The dual-write problem & the outbox pattern

Why deriving events from the DB beats publishing them separately — the reliability argument for CDC.

Debezium — the outbox pattern
Debezium — outbox event router · in-repo internal/golibs/outboxevents/

Check yourself (from memory)

Q1. The pipeline delivers at-least-once. Why is the result still correct?

At-least-once + idempotent upsert = effectively-once. There's no exactly-once machinery; the upsert makes it unnecessary.

Q2. What is the dual-write problem?

Two independent operations (DB write + event publish) can succeed apart, causing drift. CDC derives the event from the committed change — one source of truth.

Q3. On the cross-service sync path, which hop is absent?

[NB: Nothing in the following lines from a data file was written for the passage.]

PR #2626, opened 2021-04-14
feat: improve performance

anshumanv:

performance 

existing

NA

**Summary**
- Improve performance
- inbuiltOptions as object
- unnecessary iterations purged

no

**Other information**


anshumanv:
Looking at CI

anshumanv:
Looks like some spacing diff in help output

snitin315:
Try a rebase.

anshumanv:
hm looks like no help

test/build/core-flags/optimization-flags.test.js
```diff
@@ -4,7 +4,7 @@ const { run, hyphenToUpperCase } = require('../../utils/test-utils');
 const CLI = require('../../../packages/webpack-cli/lib/index');
 
 const cli = new CLI();
-const optimizationFlags = cli.getBuiltInOptions().filter(({ name }) => name.startsWith('optimization-'));
+const optimizationFlags = Object.values(cli.getBuiltInOptions().coreFlags).filter(({ name }) => name.startsWith('optimization-'));
```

ksqlDB is the warehouse-only transform. Plain data-sync captures, transports, and applies — no reshape in between.
Recall: the end-to-end trace + delivery semantics + why CDC.
the hops + at-least-once/upsert + dual-write, then reveal
Trace (bob.users → auth.users): ① change → ② capture (WAL/ slot/publication/pgoutput → source connector) → ③ Avro topic local.manabie.bob.public.users → ④ transform (warehouse: ksqlDB stream→table→join→dim_user; sync: skip) → ⑤ apply (sink unwrap+route $5 → JDBC upsert on user_id → auth DB; reconciled by hephaestus) → ⑥ auth.users updated. Delivery: at-least-once (no exactly-once config); safe because the sink upsert is idempotent → at-least-once + idempotent = effectively-once. Per-key ordering holds (keyed by PK, ordered in the partition, last-write-wins). Why CDC: avoids the dual-write problem (DB write + separate publish can half-fail → drift); CDC derives the event from the committed WAL = one source of truth. App cousin: the outbox pattern (outboxevents golib).
🎯 Interview one-liner "What delivery guarantees does your CDC pipeline give?" → "At-least-once. We don't use exactly-once — instead the sinks upsert on the primary key, so a redelivered change is a no-op: at-least-once plus idempotent apply gives an effectively-once result, with per-key ordering preserved. And CDC itself solves the dual-write problem — the event is derived from the committed WAL, so there's no separate publish to fall out of sync."
Last lesson: operating the pipeline — adding a table, monitoring, self-healing — and the whole-course recap. Ask me to trace a change on the warehouse stack if you'd like to see the ksqlDB hop in the flow.

1. Confluent — JDBC sink (idempotent upserts). In-repo: the full trace across bob.jsonbob_to_auth_users.json.

2. Debezium — outbox pattern. In-repo: internal/golibs/outboxevents/.